There is material below. Print exactly the lines starting at the line with "PR #4557, opened 2024-02-22" and ending at the line with "- Added necessary", ends included, and no others.

• _Supplied data_:
□ □ □ □

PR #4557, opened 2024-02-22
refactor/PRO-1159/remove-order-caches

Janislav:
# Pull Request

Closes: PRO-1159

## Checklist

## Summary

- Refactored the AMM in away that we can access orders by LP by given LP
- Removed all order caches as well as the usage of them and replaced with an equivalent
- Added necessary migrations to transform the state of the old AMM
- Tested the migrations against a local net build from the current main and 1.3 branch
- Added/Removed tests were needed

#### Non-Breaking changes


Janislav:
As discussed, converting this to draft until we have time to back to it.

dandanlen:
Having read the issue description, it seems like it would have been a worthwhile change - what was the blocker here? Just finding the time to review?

□ □ □ □

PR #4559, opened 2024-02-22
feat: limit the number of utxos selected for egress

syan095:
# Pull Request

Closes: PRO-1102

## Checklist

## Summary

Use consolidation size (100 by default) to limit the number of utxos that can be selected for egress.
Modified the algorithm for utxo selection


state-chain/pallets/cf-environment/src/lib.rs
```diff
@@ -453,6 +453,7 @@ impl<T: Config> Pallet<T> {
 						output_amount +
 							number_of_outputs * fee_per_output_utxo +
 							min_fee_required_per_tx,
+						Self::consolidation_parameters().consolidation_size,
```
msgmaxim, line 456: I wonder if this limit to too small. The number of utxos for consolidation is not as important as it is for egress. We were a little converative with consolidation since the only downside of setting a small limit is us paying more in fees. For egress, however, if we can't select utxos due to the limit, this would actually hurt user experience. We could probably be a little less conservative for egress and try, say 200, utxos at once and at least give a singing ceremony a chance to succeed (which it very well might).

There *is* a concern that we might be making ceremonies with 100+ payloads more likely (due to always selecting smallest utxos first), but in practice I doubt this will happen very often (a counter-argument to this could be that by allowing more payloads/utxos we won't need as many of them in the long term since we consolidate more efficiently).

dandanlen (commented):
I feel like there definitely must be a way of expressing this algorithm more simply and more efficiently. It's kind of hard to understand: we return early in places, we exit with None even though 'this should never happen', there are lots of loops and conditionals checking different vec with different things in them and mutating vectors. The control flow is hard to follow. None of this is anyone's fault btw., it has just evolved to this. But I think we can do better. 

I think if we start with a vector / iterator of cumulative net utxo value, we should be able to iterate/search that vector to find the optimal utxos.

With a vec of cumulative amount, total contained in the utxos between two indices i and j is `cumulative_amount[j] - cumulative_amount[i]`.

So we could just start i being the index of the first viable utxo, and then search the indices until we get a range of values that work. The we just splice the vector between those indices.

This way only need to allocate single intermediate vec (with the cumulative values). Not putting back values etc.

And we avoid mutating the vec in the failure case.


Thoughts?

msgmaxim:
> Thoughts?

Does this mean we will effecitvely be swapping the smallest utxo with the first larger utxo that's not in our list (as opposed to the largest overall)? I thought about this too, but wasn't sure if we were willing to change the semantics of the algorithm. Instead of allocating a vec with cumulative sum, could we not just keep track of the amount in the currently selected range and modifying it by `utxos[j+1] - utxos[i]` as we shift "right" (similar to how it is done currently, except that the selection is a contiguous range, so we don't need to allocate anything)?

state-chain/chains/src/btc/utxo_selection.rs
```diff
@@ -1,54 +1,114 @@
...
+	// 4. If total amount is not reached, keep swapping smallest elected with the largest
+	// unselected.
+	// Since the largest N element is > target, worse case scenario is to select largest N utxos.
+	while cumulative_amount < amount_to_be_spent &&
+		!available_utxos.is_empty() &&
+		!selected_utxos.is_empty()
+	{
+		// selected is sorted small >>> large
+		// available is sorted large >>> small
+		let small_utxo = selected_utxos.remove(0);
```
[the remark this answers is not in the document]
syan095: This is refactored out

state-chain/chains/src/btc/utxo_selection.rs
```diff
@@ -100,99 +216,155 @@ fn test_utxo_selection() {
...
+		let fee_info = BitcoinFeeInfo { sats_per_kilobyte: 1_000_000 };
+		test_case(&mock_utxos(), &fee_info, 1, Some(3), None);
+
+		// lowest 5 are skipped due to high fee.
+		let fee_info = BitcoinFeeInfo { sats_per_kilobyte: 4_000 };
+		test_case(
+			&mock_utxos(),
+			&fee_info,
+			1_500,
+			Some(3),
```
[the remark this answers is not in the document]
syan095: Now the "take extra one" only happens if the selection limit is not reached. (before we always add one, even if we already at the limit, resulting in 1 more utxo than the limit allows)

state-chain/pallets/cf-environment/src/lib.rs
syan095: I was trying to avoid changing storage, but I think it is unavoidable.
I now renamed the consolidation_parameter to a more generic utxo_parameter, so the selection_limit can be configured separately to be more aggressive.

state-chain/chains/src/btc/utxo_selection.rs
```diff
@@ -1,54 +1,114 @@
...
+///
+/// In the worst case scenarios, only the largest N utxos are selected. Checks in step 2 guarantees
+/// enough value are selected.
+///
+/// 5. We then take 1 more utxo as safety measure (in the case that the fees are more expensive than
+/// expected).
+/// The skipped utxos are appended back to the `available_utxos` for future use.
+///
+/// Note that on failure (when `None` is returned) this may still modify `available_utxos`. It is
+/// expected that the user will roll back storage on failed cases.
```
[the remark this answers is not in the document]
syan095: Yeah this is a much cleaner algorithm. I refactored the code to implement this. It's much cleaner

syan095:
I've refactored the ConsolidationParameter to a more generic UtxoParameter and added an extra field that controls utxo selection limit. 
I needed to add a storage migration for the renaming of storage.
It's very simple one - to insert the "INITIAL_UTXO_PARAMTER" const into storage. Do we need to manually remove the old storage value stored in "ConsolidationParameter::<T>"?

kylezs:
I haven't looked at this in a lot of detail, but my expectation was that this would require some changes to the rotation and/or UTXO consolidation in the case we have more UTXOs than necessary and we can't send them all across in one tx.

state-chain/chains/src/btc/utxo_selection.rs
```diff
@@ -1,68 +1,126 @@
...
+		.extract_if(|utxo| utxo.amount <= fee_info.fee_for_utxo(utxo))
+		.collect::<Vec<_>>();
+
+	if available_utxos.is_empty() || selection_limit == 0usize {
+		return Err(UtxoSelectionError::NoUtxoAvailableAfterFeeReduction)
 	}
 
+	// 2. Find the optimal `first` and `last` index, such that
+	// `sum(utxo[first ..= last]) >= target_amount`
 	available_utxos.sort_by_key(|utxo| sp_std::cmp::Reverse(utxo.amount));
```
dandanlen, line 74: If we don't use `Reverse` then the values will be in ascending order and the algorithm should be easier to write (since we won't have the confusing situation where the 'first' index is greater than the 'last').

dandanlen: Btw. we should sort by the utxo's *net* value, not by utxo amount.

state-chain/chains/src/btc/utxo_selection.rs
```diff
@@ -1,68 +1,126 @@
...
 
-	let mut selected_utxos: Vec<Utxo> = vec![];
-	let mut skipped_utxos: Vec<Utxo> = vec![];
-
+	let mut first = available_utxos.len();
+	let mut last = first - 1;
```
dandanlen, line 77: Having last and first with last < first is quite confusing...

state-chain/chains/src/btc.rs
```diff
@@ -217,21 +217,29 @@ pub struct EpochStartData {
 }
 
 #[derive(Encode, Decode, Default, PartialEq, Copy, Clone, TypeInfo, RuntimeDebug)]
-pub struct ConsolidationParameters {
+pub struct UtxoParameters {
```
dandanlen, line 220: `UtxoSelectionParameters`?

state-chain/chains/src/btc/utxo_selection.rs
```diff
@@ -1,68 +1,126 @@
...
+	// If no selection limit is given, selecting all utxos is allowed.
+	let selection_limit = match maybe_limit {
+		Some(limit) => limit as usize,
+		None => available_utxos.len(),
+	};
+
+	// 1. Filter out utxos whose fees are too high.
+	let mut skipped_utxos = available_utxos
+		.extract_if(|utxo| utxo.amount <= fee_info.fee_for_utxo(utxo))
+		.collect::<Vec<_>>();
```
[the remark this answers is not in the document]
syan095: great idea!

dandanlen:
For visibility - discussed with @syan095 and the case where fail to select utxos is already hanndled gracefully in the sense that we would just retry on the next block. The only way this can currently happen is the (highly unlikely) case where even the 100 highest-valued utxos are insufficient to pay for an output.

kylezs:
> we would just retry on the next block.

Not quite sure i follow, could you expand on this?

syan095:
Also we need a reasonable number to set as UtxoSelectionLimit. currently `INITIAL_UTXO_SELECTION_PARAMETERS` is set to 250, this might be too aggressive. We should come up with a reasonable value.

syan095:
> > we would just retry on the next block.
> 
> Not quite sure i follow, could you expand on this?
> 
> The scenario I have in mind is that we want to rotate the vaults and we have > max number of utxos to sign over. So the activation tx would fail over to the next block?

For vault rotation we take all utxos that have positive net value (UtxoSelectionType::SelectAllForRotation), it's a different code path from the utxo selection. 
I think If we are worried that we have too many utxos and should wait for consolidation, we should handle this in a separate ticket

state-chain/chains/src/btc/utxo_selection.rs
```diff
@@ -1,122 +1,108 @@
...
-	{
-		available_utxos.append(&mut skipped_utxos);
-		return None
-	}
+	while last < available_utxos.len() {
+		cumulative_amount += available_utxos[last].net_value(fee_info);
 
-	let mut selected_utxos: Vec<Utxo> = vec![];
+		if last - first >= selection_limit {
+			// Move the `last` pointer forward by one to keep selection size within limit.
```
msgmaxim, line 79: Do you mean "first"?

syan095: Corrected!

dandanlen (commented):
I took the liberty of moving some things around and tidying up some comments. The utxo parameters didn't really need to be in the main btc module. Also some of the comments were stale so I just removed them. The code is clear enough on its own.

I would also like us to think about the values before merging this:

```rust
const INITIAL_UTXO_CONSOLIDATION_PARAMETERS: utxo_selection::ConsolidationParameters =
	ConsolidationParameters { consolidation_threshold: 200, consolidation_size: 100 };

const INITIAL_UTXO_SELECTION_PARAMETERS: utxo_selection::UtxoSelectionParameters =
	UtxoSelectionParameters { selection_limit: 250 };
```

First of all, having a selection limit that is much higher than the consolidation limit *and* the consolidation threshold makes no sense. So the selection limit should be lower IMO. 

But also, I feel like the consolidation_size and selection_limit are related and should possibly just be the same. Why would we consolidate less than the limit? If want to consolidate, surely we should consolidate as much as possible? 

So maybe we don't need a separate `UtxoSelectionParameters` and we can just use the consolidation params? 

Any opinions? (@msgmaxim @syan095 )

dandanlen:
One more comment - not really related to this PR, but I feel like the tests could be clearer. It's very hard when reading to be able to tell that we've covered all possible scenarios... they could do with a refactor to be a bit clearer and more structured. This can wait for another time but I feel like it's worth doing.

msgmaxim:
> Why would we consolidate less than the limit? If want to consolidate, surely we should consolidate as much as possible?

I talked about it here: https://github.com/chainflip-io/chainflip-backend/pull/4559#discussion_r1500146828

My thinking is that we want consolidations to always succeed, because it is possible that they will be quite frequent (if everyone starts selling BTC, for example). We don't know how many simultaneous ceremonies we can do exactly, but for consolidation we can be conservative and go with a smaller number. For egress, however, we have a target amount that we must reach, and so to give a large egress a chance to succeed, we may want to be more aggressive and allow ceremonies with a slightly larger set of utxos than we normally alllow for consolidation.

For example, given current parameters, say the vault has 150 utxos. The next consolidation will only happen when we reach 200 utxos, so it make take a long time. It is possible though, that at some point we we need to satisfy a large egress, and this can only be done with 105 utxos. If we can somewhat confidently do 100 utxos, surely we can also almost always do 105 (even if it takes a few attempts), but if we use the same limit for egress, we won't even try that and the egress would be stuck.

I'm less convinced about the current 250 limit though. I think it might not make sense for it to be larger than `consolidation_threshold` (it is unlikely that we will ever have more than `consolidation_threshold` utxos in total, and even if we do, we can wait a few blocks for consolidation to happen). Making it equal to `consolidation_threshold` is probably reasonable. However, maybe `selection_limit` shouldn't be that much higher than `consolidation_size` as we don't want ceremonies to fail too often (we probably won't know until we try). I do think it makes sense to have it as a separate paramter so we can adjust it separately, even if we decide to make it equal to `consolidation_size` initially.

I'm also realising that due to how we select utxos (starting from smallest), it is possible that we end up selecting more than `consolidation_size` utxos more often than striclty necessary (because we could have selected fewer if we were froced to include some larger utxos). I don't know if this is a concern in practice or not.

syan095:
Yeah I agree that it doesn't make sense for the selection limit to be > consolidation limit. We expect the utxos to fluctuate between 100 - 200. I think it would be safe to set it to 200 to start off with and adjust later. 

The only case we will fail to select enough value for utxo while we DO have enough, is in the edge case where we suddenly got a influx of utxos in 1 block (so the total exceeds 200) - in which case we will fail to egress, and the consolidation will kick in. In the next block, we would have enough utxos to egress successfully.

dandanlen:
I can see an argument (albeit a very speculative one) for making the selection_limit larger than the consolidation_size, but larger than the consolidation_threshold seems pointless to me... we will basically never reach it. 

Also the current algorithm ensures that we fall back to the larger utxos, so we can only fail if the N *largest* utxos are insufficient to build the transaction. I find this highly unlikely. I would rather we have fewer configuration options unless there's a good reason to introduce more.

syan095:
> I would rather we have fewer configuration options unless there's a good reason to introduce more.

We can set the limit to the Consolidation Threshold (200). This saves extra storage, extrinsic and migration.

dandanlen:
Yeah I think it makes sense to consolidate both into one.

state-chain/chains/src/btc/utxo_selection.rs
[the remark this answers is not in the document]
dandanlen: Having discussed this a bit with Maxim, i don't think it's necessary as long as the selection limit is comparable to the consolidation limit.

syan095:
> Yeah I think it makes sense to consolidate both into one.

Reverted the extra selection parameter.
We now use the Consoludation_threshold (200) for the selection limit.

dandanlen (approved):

□ □ □ □

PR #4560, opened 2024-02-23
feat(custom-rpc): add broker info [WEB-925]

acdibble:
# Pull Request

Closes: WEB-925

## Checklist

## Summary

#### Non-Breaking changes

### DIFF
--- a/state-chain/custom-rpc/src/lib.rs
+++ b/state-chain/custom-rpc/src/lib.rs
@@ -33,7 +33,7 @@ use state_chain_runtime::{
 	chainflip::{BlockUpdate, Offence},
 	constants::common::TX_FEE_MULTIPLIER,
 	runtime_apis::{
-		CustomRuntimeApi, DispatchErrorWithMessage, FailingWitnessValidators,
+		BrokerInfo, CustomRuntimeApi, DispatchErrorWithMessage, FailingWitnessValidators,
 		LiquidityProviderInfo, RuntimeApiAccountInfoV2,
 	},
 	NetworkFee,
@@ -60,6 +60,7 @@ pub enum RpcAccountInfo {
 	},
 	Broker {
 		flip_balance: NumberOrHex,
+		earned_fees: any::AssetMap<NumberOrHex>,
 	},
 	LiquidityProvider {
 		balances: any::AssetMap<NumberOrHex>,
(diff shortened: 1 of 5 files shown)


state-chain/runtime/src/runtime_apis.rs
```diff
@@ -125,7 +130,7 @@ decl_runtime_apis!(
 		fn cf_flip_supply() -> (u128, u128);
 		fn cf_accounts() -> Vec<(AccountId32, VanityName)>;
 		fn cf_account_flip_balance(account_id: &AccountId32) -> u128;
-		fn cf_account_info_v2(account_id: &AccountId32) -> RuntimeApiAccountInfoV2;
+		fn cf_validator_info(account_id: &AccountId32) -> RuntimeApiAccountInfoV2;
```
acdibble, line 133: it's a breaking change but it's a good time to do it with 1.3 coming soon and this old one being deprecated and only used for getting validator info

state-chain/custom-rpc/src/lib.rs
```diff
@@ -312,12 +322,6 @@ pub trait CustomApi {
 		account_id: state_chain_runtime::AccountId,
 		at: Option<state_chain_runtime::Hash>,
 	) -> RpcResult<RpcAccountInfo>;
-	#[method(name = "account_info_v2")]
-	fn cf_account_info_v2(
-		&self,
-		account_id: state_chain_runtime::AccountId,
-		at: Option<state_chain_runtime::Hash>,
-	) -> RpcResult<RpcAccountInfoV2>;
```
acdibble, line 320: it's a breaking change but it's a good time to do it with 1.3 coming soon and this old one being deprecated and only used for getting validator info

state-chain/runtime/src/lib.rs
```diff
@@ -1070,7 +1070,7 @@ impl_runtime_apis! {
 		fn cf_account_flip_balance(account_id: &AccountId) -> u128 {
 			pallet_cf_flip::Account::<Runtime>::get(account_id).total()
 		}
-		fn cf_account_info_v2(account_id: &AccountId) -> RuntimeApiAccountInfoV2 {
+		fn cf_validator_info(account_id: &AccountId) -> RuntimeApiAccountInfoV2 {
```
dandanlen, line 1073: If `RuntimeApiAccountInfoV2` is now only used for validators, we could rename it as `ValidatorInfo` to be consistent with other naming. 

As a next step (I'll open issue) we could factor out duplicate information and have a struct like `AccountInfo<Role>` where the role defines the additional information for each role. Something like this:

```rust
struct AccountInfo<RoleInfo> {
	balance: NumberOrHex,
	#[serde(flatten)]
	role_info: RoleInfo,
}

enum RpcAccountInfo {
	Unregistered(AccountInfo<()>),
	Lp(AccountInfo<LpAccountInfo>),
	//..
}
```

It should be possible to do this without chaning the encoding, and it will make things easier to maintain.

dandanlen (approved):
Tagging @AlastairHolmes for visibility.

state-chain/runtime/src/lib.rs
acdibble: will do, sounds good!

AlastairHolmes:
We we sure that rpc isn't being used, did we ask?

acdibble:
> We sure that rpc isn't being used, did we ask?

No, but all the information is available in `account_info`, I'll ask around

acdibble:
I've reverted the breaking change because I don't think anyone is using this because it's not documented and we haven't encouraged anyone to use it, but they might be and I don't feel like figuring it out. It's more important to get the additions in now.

□ □ □ □

• _Solution to this task_:
PR #4557, opened 2024-02-22
refactor/PRO-1159/remove-order-caches

Janislav:
# Pull Request

Closes: PRO-1159

## Checklist

## Summary

- Refactored the AMM in away that we can access orders by LP by given LP
- Removed all order caches as well as the usage of them and replaced with an equivalent
- Added necessary migrations to transform the state of the old AMM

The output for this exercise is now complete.